▶ **Required work**
Repeat each entry word for word.

▶ **Data records**
————

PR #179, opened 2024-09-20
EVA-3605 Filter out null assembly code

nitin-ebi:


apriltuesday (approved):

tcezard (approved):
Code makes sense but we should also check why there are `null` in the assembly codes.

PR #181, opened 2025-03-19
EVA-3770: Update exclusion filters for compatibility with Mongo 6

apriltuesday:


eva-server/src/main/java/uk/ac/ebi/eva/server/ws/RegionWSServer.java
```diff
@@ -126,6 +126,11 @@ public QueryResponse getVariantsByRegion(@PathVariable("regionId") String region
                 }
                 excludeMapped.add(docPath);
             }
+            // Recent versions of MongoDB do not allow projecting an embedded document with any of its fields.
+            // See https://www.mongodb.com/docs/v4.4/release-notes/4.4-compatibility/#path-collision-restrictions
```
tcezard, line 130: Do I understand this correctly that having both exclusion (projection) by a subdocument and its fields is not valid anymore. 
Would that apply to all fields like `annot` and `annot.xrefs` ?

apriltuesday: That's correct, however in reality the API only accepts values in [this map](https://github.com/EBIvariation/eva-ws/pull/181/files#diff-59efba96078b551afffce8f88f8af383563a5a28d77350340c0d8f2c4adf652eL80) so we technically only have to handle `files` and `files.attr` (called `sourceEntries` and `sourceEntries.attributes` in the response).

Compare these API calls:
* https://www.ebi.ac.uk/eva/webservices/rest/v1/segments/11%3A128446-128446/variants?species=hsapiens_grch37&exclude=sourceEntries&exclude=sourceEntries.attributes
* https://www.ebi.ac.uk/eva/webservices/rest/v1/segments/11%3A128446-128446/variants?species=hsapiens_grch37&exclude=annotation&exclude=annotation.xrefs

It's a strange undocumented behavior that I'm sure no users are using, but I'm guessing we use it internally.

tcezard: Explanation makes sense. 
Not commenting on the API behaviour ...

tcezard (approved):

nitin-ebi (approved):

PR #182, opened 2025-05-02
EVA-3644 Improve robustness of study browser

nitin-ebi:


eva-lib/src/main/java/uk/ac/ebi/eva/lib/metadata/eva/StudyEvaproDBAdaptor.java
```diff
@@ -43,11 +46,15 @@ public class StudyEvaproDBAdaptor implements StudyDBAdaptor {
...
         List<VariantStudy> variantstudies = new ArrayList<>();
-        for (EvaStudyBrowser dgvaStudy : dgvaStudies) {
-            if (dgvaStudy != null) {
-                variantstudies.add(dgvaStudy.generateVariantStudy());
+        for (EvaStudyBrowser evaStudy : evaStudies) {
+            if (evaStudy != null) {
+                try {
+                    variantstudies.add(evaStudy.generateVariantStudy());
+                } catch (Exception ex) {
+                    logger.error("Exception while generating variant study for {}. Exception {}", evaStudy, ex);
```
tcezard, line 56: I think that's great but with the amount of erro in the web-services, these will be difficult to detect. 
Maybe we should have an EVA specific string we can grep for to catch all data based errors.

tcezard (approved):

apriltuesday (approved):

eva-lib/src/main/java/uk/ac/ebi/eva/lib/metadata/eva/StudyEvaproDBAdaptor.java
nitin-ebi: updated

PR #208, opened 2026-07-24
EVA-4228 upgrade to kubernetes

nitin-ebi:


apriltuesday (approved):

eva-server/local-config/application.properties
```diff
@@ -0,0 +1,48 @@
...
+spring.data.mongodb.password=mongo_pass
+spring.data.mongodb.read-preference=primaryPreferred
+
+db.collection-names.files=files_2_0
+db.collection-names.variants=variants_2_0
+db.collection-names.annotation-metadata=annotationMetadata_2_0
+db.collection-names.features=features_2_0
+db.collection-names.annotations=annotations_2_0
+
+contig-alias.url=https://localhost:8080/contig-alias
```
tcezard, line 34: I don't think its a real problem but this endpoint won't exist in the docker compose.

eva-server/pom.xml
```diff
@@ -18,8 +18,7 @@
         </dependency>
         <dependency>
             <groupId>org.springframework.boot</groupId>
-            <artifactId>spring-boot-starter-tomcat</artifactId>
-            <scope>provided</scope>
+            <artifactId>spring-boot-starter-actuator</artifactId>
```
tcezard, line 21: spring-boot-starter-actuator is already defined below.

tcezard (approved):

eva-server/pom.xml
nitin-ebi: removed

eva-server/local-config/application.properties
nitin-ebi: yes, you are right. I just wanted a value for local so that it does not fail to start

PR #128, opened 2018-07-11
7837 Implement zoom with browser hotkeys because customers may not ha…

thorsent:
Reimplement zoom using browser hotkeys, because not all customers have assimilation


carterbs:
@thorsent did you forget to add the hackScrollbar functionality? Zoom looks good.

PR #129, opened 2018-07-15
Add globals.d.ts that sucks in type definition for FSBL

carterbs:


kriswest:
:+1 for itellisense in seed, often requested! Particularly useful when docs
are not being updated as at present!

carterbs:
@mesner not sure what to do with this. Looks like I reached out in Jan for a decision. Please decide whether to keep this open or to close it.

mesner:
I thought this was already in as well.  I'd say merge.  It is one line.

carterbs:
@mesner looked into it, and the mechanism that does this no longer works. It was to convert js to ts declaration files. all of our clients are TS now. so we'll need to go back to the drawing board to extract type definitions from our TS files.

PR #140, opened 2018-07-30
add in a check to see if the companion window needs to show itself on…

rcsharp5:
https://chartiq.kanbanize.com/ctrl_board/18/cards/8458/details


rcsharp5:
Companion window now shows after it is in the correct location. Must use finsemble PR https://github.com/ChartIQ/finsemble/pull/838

————

▶ **Result**
PR #179, opened 2024-09-20
EVA-3605 Filter out null assembly code

nitin-ebi:


apriltuesday (approved):

tcezard (approved):
Code makes sense but we should also check why there are `null` in the assembly codes.

PR #181, opened 2025-03-19
EVA-3770: Update exclusion filters for compatibility with Mongo 6

apriltuesday:


eva-server/src/main/java/uk/ac/ebi/eva/server/ws/RegionWSServer.java
```diff
@@ -126,6 +126,11 @@ public QueryResponse getVariantsByRegion(@PathVariable("regionId") String region
                 }
                 excludeMapped.add(docPath);
             }
+            // Recent versions of MongoDB do not allow projecting an embedded document with any of its fields.
+            // See https://www.mongodb.com/docs/v4.4/release-notes/4.4-compatibility/#path-collision-restrictions
```
tcezard, line 130: Do I understand this correctly that having both exclusion (projection) by a subdocument and its fields is not valid anymore. 
Would that apply to all fields like `annot` and `annot.xrefs` ?

apriltuesday: That's correct, however in reality the API only accepts values in [this map](https://github.com/EBIvariation/eva-ws/pull/181/files#diff-59efba96078b551afffce8f88f8af383563a5a28d77350340c0d8f2c4adf652eL80) so we technically only have to handle `files` and `files.attr` (called `sourceEntries` and `sourceEntries.attributes` in the response).

Compare these API calls:
* https://www.ebi.ac.uk/eva/webservices/rest/v1/segments/11%3A128446-128446/variants?species=hsapiens_grch37&exclude=sourceEntries&exclude=sourceEntries.attributes
* https://www.ebi.ac.uk/eva/webservices/rest/v1/segments/11%3A128446-128446/variants?species=hsapiens_grch37&exclude=annotation&exclude=annotation.xrefs

It's a strange undocumented behavior that I'm sure no users are using, but I'm guessing we use it internally.

tcezard: Explanation makes sense. 
Not commenting on the API behaviour ...

tcezard (approved):

nitin-ebi (approved):

PR #182, opened 2025-05-02
EVA-3644 Improve robustness of study browser

nitin-ebi:


eva-lib/src/main/java/uk/ac/ebi/eva/lib/metadata/eva/StudyEvaproDBAdaptor.java
```diff
@@ -43,11 +46,15 @@ public class StudyEvaproDBAdaptor implements StudyDBAdaptor {
...
         List<VariantStudy> variantstudies = new ArrayList<>();
-        for (EvaStudyBrowser dgvaStudy : dgvaStudies) {
-            if (dgvaStudy != null) {
-                variantstudies.add(dgvaStudy.generateVariantStudy());
+        for (EvaStudyBrowser evaStudy : evaStudies) {
+            if (evaStudy != null) {
+                try {
+                    variantstudies.add(evaStudy.generateVariantStudy());
+                } catch (Exception ex) {
+                    logger.error("Exception while generating variant study for {}. Exception {}", evaStudy, ex);
```
tcezard, line 56: I think that's great but with the amount of erro in the web-services, these will be difficult to detect. 
Maybe we should have an EVA specific string we can grep for to catch all data based errors.

tcezard (approved):

apriltuesday (approved):

eva-lib/src/main/java/uk/ac/ebi/eva/lib/metadata/eva/StudyEvaproDBAdaptor.java
nitin-ebi: updated

PR #208, opened 2026-07-24
EVA-4228 upgrade to kubernetes

nitin-ebi:


apriltuesday (approved):

eva-server/local-config/application.properties
```diff
@@ -0,0 +1,48 @@
...
+spring.data.mongodb.password=mongo_pass
+spring.data.mongodb.read-preference=primaryPreferred
+
+db.collection-names.files=files_2_0
+db.collection-names.variants=variants_2_0
+db.collection-names.annotation-metadata=annotationMetadata_2_0
+db.collection-names.features=features_2_0
+db.collection-names.annotations=annotations_2_0
+
+contig-alias.url=https://localhost:8080/contig-alias
```
tcezard, line 34: I don't think its a real problem but this endpoint won't exist in the docker compose.

eva-server/pom.xml
```diff
@@ -18,8 +18,7 @@
         </dependency>
         <dependency>
             <groupId>org.springframework.boot</groupId>
-            <artifactId>spring-boot-starter-tomcat</artifactId>
-            <scope>provided</scope>
+            <artifactId>spring-boot-starter-actuator</artifactId>
```
tcezard, line 21: spring-boot-starter-actuator is already defined below.

tcezard (approved):

eva-server/pom.xml
nitin-ebi: removed

eva-server/local-config/application.properties
nitin-ebi: yes, you are right. I just wanted a value for local so that it does not fail to start

PR #128, opened 2018-07-11
7837 Implement zoom with browser hotkeys because customers may not ha…

thorsent:
Reimplement zoom using browser hotkeys, because not all customers have assimilation


carterbs:
@thorsent did you forget to add the hackScrollbar functionality? Zoom looks good.

PR #129, opened 2018-07-15
Add globals.d.ts that sucks in type definition for FSBL

carterbs:


kriswest:
:+1 for itellisense in seed, often requested! Particularly useful when docs
are not being updated as at present!

carterbs:
@mesner not sure what to do with this. Looks like I reached out in Jan for a decision. Please decide whether to keep this open or to close it.

mesner:
I thought this was already in as well.  I'd say merge.  It is one line.

carterbs:
@mesner looked into it, and the mechanism that does this no longer works. It was to convert js to ts declaration files. all of our clients are TS now. so we'll need to go back to the drawing board to extract type definitions from our TS files.

PR #140, opened 2018-07-30
add in a check to see if the companion window needs to show itself on…

rcsharp5:
https://chartiq.kanbanize.com/ctrl_board/18/cards/8458/details


rcsharp5:
Companion window now shows after it is in the correct location. Must use finsemble PR https://github.com/ChartIQ/finsemble/pull/838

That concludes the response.